● **Assigned task**: Reproduce the entries that follow verbatim, down to the final line.

-- Supplied entries follows --

PR #9384, opened 2019-05-21
PR: Add fuzzy search to the Variable Explorer

### LINKED ISSUE #4067: Add fuzzy search functionality to the Variable Explorer
It is hard to explain so let me present a scenario:
You are researching and have many dataframes with various names in your current session. you want to look at some dataframe you just created. printing it is rarely helpful.
Right now, I search for my dataframe in the variable explorer and open it there to have a nicer view of it.
But if I created many variables searching for the one I want becomes tedious.
What I want is the ability to have faster access to the variable by providing the variable's name.
maybe writing:
view(mydataframe)

Or having a shortcut to search all variables in variable explorer (hopefully in a fuzzy manner) and hitting Enter to view it.

Any suggestions to the tired researcher?

dalthviz:
## Description of Changes

fuzzy

### Issue(s) Resolved

Fixes #4067 

### Affirmation


spyder/plugins/variableexplorer/widgets/collectionseditor.py
```diff
@@ -139,7 +144,12 @@ def __init__(self, parent, data, title="", names=False,
         self.sizes = []
         self.types = []
         self.set_data(data)
-        
+
+    def current_index(self):
+        """Get the currently selected index in the parent table view."""
+        i = self._parent.proxy_model.mapToSource(self._parent.currentIndex())
```
goanpeca:
```suggestion
        idx = self._parent.proxy_model.mapToSource(self._parent.currentIndex())
```

spyder/plugins/variableexplorer/widgets/collectionseditor.py
```diff
@@ -139,7 +144,12 @@ def __init__(self, parent, data, title="", names=False,
         self.sizes = []
         self.types = []
         self.set_data(data)
-        
+
+    def current_index(self):
+        """Get the currently selected index in the parent table view."""
+        i = self._parent.proxy_model.mapToSource(self._parent.currentIndex())
+        return i
```
goanpeca:
```suggestion
        return idx
```

spyder/plugins/variableexplorer/widgets/collectionseditor.py
```diff
@@ -253,7 +263,7 @@ def sort(self, column, order=Qt.AscendingOrder):
                 self.sizes.sort(reverse=reverse)
             except:
                 pass
-        elif column == 3:
+        elif column == 3 or column == 4:
```
goanpeca:
```suggestion
        elif column in [3, 4]:
```

spyder/plugins/variableexplorer/widgets/collectionseditor.py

-- Supplied entries concluded --

● **Expected answer**:
PR #9384, opened 2019-05-21
PR: Add fuzzy search to the Variable Explorer

### LINKED ISSUE #4067: Add fuzzy search functionality to the Variable Explorer
It is hard to explain so let me present a scenario:
You are researching and have many dataframes with various names in your current session. you want to look at some dataframe you just created. printing it is rarely helpful.
Right now, I search for my dataframe in the variable explorer and open it there to have a nicer view of it.
But if I created many variables searching for the one I want becomes tedious.
What I want is the ability to have faster access to the variable by providing the variable's name.
maybe writing:
view(mydataframe)

Or having a shortcut to search all variables in variable explorer (hopefully in a fuzzy manner) and hitting Enter to view it.

Any suggestions to the tired researcher?

dalthviz:
## Description of Changes

fuzzy

### Issue(s) Resolved

Fixes #4067 

### Affirmation


spyder/plugins/variableexplorer/widgets/collectionseditor.py
```diff
@@ -139,7 +144,12 @@ def __init__(self, parent, data, title="", names=False,
         self.sizes = []
         self.types = []
         self.set_data(data)
-        
+
+    def current_index(self):
+        """Get the currently selected index in the parent table view."""
+        i = self._parent.proxy_model.mapToSource(self._parent.currentIndex())
```
goanpeca:
```suggestion
        idx = self._parent.proxy_model.mapToSource(self._parent.currentIndex())
```

spyder/plugins/variableexplorer/widgets/collectionseditor.py
```diff
@@ -139,7 +144,12 @@ def __init__(self, parent, data, title="", names=False,
         self.sizes = []
         self.types = []
         self.set_data(data)
-        
+
+    def current_index(self):
+        """Get the currently selected index in the parent table view."""
+        i = self._parent.proxy_model.mapToSource(self._parent.currentIndex())
+        return i
```
goanpeca:
```suggestion
        return idx
```

spyder/plugins/variableexplorer/widgets/collectionseditor.py
```diff
@@ -253,7 +263,7 @@ def sort(self, column, order=Qt.AscendingOrder):
                 self.sizes.sort(reverse=reverse)
             except:
                 pass
-        elif column == 3:
+        elif column == 3 or column == 4:
```
goanpeca:
```suggestion
        elif column in [3, 4]:
```

spyder/plugins/variableexplorer/widgets/collectionseditor.py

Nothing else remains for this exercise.